Multimedial and interactive texts, digitalized archives, cyberpoetics, and technological innovations such as foldable screens: together these have influenced the production and reception of literature, along with the ways in which we think about writing and reading. These ongoing developments call for a critical examination both of the relations between literature and the new media, and of the relations between literary studies and media studies.

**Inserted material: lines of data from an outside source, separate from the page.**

PR #6672, opened 2026-05-29
fix(kubernetes): retry WaitStep when container terminated state not yet finalized

simonckemper:
## Problem

Kubelet sets `pod.Status.Phase = Succeeded` before finalizing `containerStatuses[0].state.terminated`. When the informer sees the phase change and `WaitStep` calls `Get()`, the container status may still show `Terminated == nil`, causing a hard error:

```
no terminated state found for container wp-XXX/wp-XXX
```

This is a known race in the Kubernetes API server/kubelet eventually-consistent model. The window is normally milliseconds but widens to seconds under load (apiserver latency spikes, ResourceQuota admission storms, node pressure).

## Fix

Wrap the post-informer `Get()` + `Terminated == nil` check in `backoff.Retry` with exponential backoff (200ms initial, 5s max interval, 15s total budget). This mirrors the retry pattern already used for `TailStep` log stream recovery (#5550).

Key design decisions:
- **404 returns `backoff.Permanent`**: no retry needed — the pod was GC'd after the informer already observed completion. Returns `ExitCode=0, Exited=true` (existing behavior from v3.15.0).
- **No container statuses is retriable**: apiserver may return the pod before status is populated.
- **`Terminated == nil` is retriable**: kubelet is eventually consistent; a few hundred ms almost always resolves the race.

## Testing

- `go vet ./pipeline/backend/kubernetes/` passes
- Binary builds cleanly with `CGO_ENABLED=0`
- Deployed in production at RootReal CI (52-service Rust monorepo) as `v3.15.0-waitstep-retry`

## Evidence

This race has caused 15+ false pipeline failures in our CI over the past months. The most affected steps are fast-completing ones (cargo lock guard, audit steps) that finish in 50-75 seconds and hit the GC window with high probability. After deploying the patched agent with this retry, no further `no terminated state found` errors have been observed.

## Related

- #5550 — Added `backoff.Retry` for `TailStep` log streaming (same pattern)
- #6186 — Fixed goroutine leak on cancelled steps (added `ctx.Done()` to WaitStep) 
- #3331 — Fixed agent panic when node terminated during step execution


pipeline/backend/kubernetes/kubernetes.go
```diff
@@ -353,7 +353,33 @@ func (e *kube) WaitStep(ctx context.Context, step *types.Step, taskUUID string)
 		return nil, ctx.Err()
 	}
 
-	pod, err := e.client.CoreV1().Pods(e.config.GetNamespace(step.OrgID)).Get(ctx, podName, kube_meta_v1.GetOptions{})
+	// After the informer signals completion, kubelet may not have finalized
+	// containerStatuses yet (phase=Succeeded before state.terminated is set).
+	// Retry with backoff to allow kubelet to catch up, using the same retry
```
6543:
```suggestion
	// Retry with backoff to allow kubelet to catch up.
```

pipeline/backend/kubernetes/kubernetes.go
```diff
@@ -353,7 +353,33 @@ func (e *kube) WaitStep(ctx context.Context, step *types.Step, taskUUID string)
...
+	// configuration as TailStep for log stream recovery (PR #5550).
```
6543:
```suggestion
```

6543 (approved):

PR #6680, opened 2026-05-30
pipeline: use more explizite error for step dependencies filtered out by its conditions

### LINKED ISSUE #6667: Too generic error message when step is not present in DAG
### Component

web-ui

### Describe the bug

When the step is present in the config but does not run because of a filter and another step depends on this step you only get a generic error message: `step 'two' depends on unknown step 'one'`

### Steps to reproduce

1. Write config with two steps where one depends on the other
2. Make a more restrictive filter for the first one
3. Run the config in a setup where the first one does not run

### Expected behavior

A better error message that clearly describes what went wrong.
Or a tip at the end of the error message encouraging the user to look at the filters.

### System Info

```shell
Codeberg CI version 3.14.1
```

### Additional context

https://ci.codeberg.org/repos/7772/pipeline/3816/errors

### Validations

6543:
close https://github.com/woodpecker-ci/woodpecker/issues/6667

### DIFF
--- a/pipeline/frontend/yaml/compiler/compiler.go
+++ b/pipeline/frontend/yaml/compiler/compiler.go
@@ -15,6 +15,7 @@
 package compiler
 
 import (
+	"errors"
 	"fmt"
 	"maps"
 	"path"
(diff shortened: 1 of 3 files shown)


qwerty287:
The step hasn't necessarily been filtered out, it's also possible that the step just does not exist I think (e.g. due to a typo)

6543:
yes in this case the old error message stays ... should i also change it's text to be more clear?

qwerty287 (approved):
ah sorry, missed that. Is ok then

lafriks (approved):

The concept of 'remediation' in our title thus has a double thrust. Firstly, it refers to the transformative exchanges that have occurred in the past, and continue to occur, between literature and new media: how has digitilization affected literature as a cultural medium? Secondly, it indicates a relocation of literary studies within the broader field of (new) media studies: how could literary studies profit from the various analytical tools developed in (new) media studies and conversely, how could our understanding of earlier phases in the evolution of the literary medium contribute to our understanding of present developments? By working on both these issues, we hope to locate the place of literature within the milieu of modern media networks and technologies, but also to relocate the aims and practices of literary studies within the field of (new) media studies.

2. Main themes

A. New technologies and literary practice: the state of the field: Will literature continue to develop as a schizophrenic medium, a hard medium of printed matter and an unstable medium of electronic data at the same time, or will it fork out in one of two directions? How is digitilisation affecting reading practices and the circulation of literary texts? What new forms of 'inter-medial' and multimedial literature are emerging?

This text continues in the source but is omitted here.